[Saved entries]
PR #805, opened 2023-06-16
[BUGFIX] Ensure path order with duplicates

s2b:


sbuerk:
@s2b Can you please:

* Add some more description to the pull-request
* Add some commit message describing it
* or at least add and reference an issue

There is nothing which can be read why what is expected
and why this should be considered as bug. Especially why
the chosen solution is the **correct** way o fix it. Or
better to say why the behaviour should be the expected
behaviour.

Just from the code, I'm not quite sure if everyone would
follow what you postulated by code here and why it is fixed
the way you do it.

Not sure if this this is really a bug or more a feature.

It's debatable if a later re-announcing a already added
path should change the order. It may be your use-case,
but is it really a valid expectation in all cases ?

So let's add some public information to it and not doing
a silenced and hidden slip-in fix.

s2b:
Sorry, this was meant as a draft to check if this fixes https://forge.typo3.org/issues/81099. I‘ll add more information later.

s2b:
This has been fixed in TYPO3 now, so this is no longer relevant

Instructions for the task: Your answer must be every record above, set down exactly as written.

Solution for this problem:
PR #805, opened 2023-06-16
[BUGFIX] Ensure path order with duplicates

s2b:


sbuerk:
@s2b Can you please:

* Add some more description to the pull-request
* Add some commit message describing it
* or at least add and reference an issue

There is nothing which can be read why what is expected
and why this should be considered as bug. Especially why
the chosen solution is the **correct** way o fix it. Or
better to say why the behaviour should be the expected
behaviour.

Just from the code, I'm not quite sure if everyone would
follow what you postulated by code here and why it is fixed
the way you do it.

Not sure if this this is really a bug or more a feature.

It's debatable if a later re-announcing a already added
path should change the order. It may be your use-case,
but is it really a valid expectation in all cases ?

So let's add some public information to it and not doing
a silenced and hidden slip-in fix.

s2b:
Sorry, this was meant as a draft to check if this fixes https://forge.typo3.org/issues/81099. I‘ll add more information later.

s2b:
This has been fixed in TYPO3 now, so this is no longer relevant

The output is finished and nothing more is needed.